Sean Graham slayings: Murder spree set in motion the deaths of two UDA figures years later
Raymond Elder and Joe Bratty were widely rumoured to have played a role in the 1992 massacre, but were never convicted in relation to it.
On July 31, 1994, the book Lost Lives says that the pair were shot by two men with AK47s who jumped out of a white van as the loyalists crossed the Ormeau Road at Rushfield Avenue (near the Vineyard off-licence today).
They had reportedly been on “a weekend drinking spree” following a wedding.
RUC officers had chased the IRA team’s car across the Ormeau Bridge after the shooting and opened fire on the gang, but an angry crowd gathered and prevented the gunmen from being apprehended.
Elder was aged 32 and also known as Snowy, and Bratty was 33 with three children.
Elder had previously been charged in relation to the 1992 Sean Graham massacre but charges had been dropped.
Bratty meanwhile was said to have been in court on the day the bookie massacre occurred, but held the post of Ormeau district commander in the UDA, according to Lost Lives, and therefore was thought to have sanctioned the shootings.
On August 31, 1994, two months after the killing of Bratty and Elder, the IRA declared a ceasefire.
Ultimately two men were charged with Bratty and Edler’s murders, but were acquitted in 1996.
A Catholic youth worker who had tried to do cross-community activities with Bratty while the loyalist was still a teenager recalled that he and his friends had the letters ’KKK’ tattooed on themselves.
The youth worker was quoted in Lost Lives as saying: “Joe was tough and aggressive but also vulnerable and impressionable...
“He had great potential but it was wasted.
“There was nothing inherently evil about Joe Bratty. He wasn’t born a killer.”
Lost Lives also quotes Ulster Unionist MP Rev Martin Smyth as saying: “I’m aware there were attempts on these men’s lives over a period of seven or eight years.
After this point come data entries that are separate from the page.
PR #162, opened 2024-02-21
Minor bug in install.sh 

ilhamv:
At some point, we accidentally removed `install` from `conda install mpi4py`.
Is it possible to test `install.sh` as part of the github workflow?


jpmorgan98:
Yes that's a great idea! Could we move this pr to the dev branch?

PR #165, opened 2024-02-27
Add python version check to install script.

clemekay:
In what is now line 27 (was line 18), the word 'install' was removed in commit 650d73c; I added that back. I also added a version check. 

We have the pip installation which is cleaner and definitely suggested for general use. The installation script is useful when trying to debug source code, so I'd still like to keep it up-to-date.

### DIFF
--- a/install.sh
+++ b/install.sh
@@ -1,5 +1,14 @@
 #!/bin/bash
 
+# Check python version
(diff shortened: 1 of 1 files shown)


jpmorgan98:
Changing the base from main to dev

PR #188, opened 2024-04-27
Removing upper limit of python version in pyproject

clemekay:


jpmorgan98 (approved):
Removing upper limit simple change. I will merge upon test completion

PR #192, opened 2024-04-30
Update Read the Docs refs

### LINKED ISSUE #191: Setup.py file has mcdc version as 0.1.0
We have a setup.py file that has mcdc's version as 0.1.0. Is this setup file still used for anything? It hasn't been updated in 6 months, so I'd assume not.

clemekay:
Also resolves #191.


jpmorgan98 (approved):
great!

PR #194, opened 2024-04-30
Domain Decomposition Revamped

braxtoncuneo:
Revised domain decomposition functionality to:

- use non-pickled API (`Isends`/`Recv` in place of `isend`/`recv`), which should allow for more particles per send/receive transaction. This refactor required:
  - Adding two additional types to `type_`, which are MPI representations of `type_.particle_record` and of a new "turnstile event", which is used to coordinate halting. This is necessary, since the non-pickled API can only handle custom types when given MPI representations of those types.
  - Adding a global variable *outside of object mode*, called `requests`, which contains a list of request/buffer pairs. This is necessary because `objmode` frees the memory associated with all local variables, regardless of outstanding references, and asynchronous sends need their corresponding request object and message buffer to persist until they are complete. Since `objmode` also disallows direct global variable access, requests and buffers are passed to a full Python (non-object mode) function, which then handles storage of outstanding requests and cleanup of resolved requests.
- coordinate/detect halting conditions without the use of collective operations, which should allow ranks to exchange work without requiring synchronization with all other ranks. This is achieved through the addition of two new message types (in addition to the messages that simply transfer particles - which now has `tag=1`).
  - `dd_turnstile_event` messages (`tag=2`), which communicate a `busy_delta` and `send_delta`, which respectively represent changes to the number of ranks that are occupied with work and the number of particles that have been sent but not received. This message type is only sent to rank zero, which acts as custodian to `busy_total` and `send_total` values, representing the counts affected by these deltas. Once both of these counts reach zero as part of the same transaction, rank zero notifies all other ranks that the system has reached a halting condition. Rank zero does not send this message type to itself, instead directly updating the count when necessary.
  - `halt` messages (`tag=3`), which communicate that a halting condition has been reached, and which is sent out  by rank zero to all other ranks once the aforementioned halting condition has been reached.
- use an all-purpose `dd_distribute_bank` function, which de-duplicates the bank-sending logic performed along each cardinal direction.
- use `dd_check_in` and `dd_check_out` functions, that set up and close out the global state required to coordinate halting and clean up outstanding request objects.
- store numba-mode-compatible domain-decomposition-related information in a newly created `domain_decomp` field of the `type_.global_` type.

### DIFF
--- a/mcdc/input_.py
+++ b/mcdc/input_.py
@@ -1417,9 +1417,9 @@ def domain_decomposition(
     z : array_like[float], optional
         Location of subdomain boundaries in z (default None).
     exchange_rate : float, optional
-        number of particles to acumulate in the domain banks before sending.
+        Number of particles to acumulate in the domain banks before sending.
     work_ratio : array_like[integer], optional
-        Inte
+        Number of processors in each domain
 
     Returns
     -------
--- a/mcdc/input_.py
+++ b/mcdc/input_.py
@@ -1401,7 +1401,7 @@ def domain_decomposition(
     x=None,
     y=None,
     z=None,
-    exchange_rate=100,
+    exchange_rate=100000,
     work_ratio=None,
     repro=True,
 ):
--- a/mcdc/input_.py
+++ b/mcdc/input_.py
@@ -1428,7 +1428,6 @@ def domain_decomposition(
     """
     card = mcdc.input_deck.technique
     card["domain_decomposition"] = True
-    card["domain_bank_size"] = int(1e5)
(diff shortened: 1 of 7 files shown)


mcdc/input_.py
jpmorgan98, line 1: Take a look at the function header defining domain decomposition for documentation

jpmorgan98 (approved):

mcdc/input_.py
braxtoncuneo: I have updated the documentation to reflect Sam's input.

PR #450, opened 2023-06-05
Improve gesture handling

manuel-martos:
## Description

...

## Check list


appyx-components/demos/android/src/main/kotlin/com/bumble/appyx/components/demos/cards/DatingCards.kt
```diff
@@ -41,57 +35,43 @@ fun DatingCards(modifier: Modifier = Modifier) {
...
-                                )
-                            }
-                        )
-                    }
+        onDragStart = { position -> cards.onStartDrag(position) },
+        onDrag = { change, dragAmount, _ ->
+            change.consume()
+            cards.onDrag(dragAmount, density)
+            true
+        },
```
zsoltk: This could work automatically in `DraggableChildren` since we already pass the interaction model, which implements the drag related methods via interface.

appyx-components/demos/android/src/main/kotlin/com/bumble/appyx/components/demos/cards/DatingCards.kt
```diff
@@ -41,57 +35,43 @@ fun DatingCards(modifier: Modifier = Modifier) {
...
+        onDragEnd = {
+            cards.onDragEnd(
+                completionThreshold = 0.15f,
+                completeGestureSpec = spring(stiffness = Spring.StiffnessLow),
+                revertGestureSpec = spring(stiffness = Spring.StiffnessMedium)
             )
```
zsoltk: Maybe even this can be moved to automatic code under the hood, and then we only need to pass an optional `GestureSettleConfig` object that holds these 3 params.

appyx-components/internal/common/src/commonMain/kotlin/com/bumble/appyx/components/internal/testdrive/ui/TargetUiState.kt
```diff
@@ -2,11 +2,13 @@ package com.bumble.appyx.components.internal.testdrive.ui
...
 import com.bumble.appyx.interactions.core.ui.property.impl.BackgroundColor
 import com.bumble.appyx.interactions.core.ui.property.impl.Position
+import com.bumble.appyx.interactions.core.ui.property.impl.RotationZ
 import com.bumble.appyx.interactions.core.ui.state.MutableUiStateSpecs
 
 @Suppress("unused")
 @MutableUiStateSpecs
 class TargetUiState(
     val position: Position.Target,
+    val rotationZ: RotationZ.Target,
```
zsoltk: If we add the rotation to the default ui, it will probably mess up the screenshot tests. We can make this the new baseline, or we can make it a separate example.

appyx-components/internal/common/src/commonMain/kotlin/com/bumble/appyx/components/internal/testdrive/TestDriveExperiment.kt
```diff
@@ -133,34 +129,35 @@ fun <InteractionTarget : Any> TestDriveUi(
...
+                    change.consume()
+                    testDrive.onDrag(dragAmount, density)
+                    true
+                } else {
+                    change.consume()
+                    testDrive.onDragEnd()
+                    false
+                }
+            },
+            onDragEnd = { testDrive.onDragEnd() },
```
zsoltk: Similarly to `DatingCards.kt`, I guess this could be automatic too?

appyx-components/demos/android/src/main/kotlin/com/bumble/appyx/components/demos/cards/DatingCards.kt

“They were pursued with a deadly purpose without being brought to a public trial.
“The IRA seem to think they have the right to do whatever they want.”
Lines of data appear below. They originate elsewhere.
PR #454, opened 2023-06-07
Add Padding.kt motion property

KovalevAndrey:
## Description

Add padding motion property to animate padding

## Check list

### DIFF
--- a/appyx-interactions/common/src/commonMain/kotlin/com/bumble/appyx/interactions/core/ui/property/impl/Padding.kt
+++ b/appyx-interactions/common/src/commonMain/kotlin/com/bumble/appyx/interactions/core/ui/property/impl/Padding.kt
@@ -1,0 +1,111 @@
+package com.bumble.appyx.interactions.core.ui.property.impl
+
+import androidx.compose.animation.core.Animatable
+import androidx.compose.animation.core.AnimationVector4D
+import androidx.compose.animation.core.Easing
+import androidx.compose.animation.core.TwoWayConverter
+import androidx.compose.foundation.layout.padding
+import androidx.compose.runtime.collectAsState
+import androidx.compose.ui.Modifier
+import androidx.compose.ui.composed
+import androidx.compose.ui.unit.Dp
+import androidx.compose.ui.unit.dp
+import androidx.compose.ui.unit.lerp
+import com.bumble.appyx.interactions.core.ui.context.UiContext
+import com.bumble.appyx.interactions.core.ui.property.Interpolatable
+import com.bumble.appyx.interactions.core.ui.property.MotionProperty
+import kotlinx.coroutines.flow.MutableStateFlow
+import kotlinx.coroutines.flow.StateFlow
+
+class Padding(
+    uiContext: UiContext,
+    target: Target,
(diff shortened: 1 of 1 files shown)


appyx-interactions/common/src/commonMain/kotlin/com/bumble/appyx/interactions/core/ui/property/impl/Padding.kt
```diff
@@ -0,0 +1,105 @@
...
+    easing = target.easing,
+    visibilityThreshold = visibilityThreshold,
+    displacement = displacement
+), Interpolatable<Padding.Target> {
+
+    class Target(
+        val top: Dp = 0.dp,
+        val bottom: Dp = 0.dp,
+        val start: Dp = 0.dp,
+        val end: Dp = 0.dp,
```
manuel-martos, line 37: This change clashes with auto-generation code. Could you please rollback to PaddingValues?

manuel-martos: Also, it would be nice to enrich PaddingValues with more constructors and operators:
- Single param constructor to setup all values equally.
- Two params constructor to setup horizontal and vertical padding.
- Arithmetic operators: plus, minus, times (optional).

KovalevAndrey: funny that @zsoltk asked to do exactly the opposite, @zsoltk wdyt?

zsoltk: I find it redundant to wrap them + redundant in the naming. The whole class of a `Padding.Target` is already doing exactly that, expressing a padding value (esp. if we can extract the easing from these classes later). 

@manuel-martos is there any way to make it work with the code generation, or is it too much of a hassle?

If we definitely need to keep it, I'd name it just `Value`, nested as a sibling to `Target`, both in `Padding`, to remove the redundancy from naming. So you would have `Padding`, `Padding.Target`, `Padding.Value`.

manuel-martos: The actual issue lies in how the generated code implements the animateTo method. It's something similar to the following Kotlin code:

```kotlin
override suspend fun animateTo(
  scope: CoroutineScope,
  target: TargetUiState,
  springSpec: SpringSpec<Float>,
): Unit {
  listOf(
    scope.async {
      padding.animateTo(
        target.padding.value, // <-- Error: unresolved reference
        spring(springSpec.dampingRatio, springSpec.stiffness),
      )
    },
  ).awaitAll()
}
```

In the KSP processor, we can write a special case for Padding and provide all the resolvable references (`top, bottom, left, right`), but we will still have an issue here because the `animateTo` method from `MotionProperty<T, V>` only accepts a single parameter from the `Target`. So, I believe we still need to keep the redundancy you mentioned.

Ultimately the UDA / UFF murdered 260 people according to Ulster University’s CAIN web archive – a number which is certainly a major underestimate.
That is because the UDA was engaged in intensive feuding from the turn of the millennium onwards as it gradually fell deeper into ill-discipline and factionalism – and CAIN’s records only go up to 2001, meaning these murders do not appear.
In addition CAIN attributes a whopping 256 killings to the category of “non-specific loyalist group”, many of which will have been unclaimed murders by UDA members.
The PIRA meanwhile killed at least 1,700: mainly civilians (491, but likely quite a bit higher due to the lack of claims of responsibility, especially in civilian murders), British Army or former personnel (459), police or former officers (284), and UDR or former UDR soldiers (221).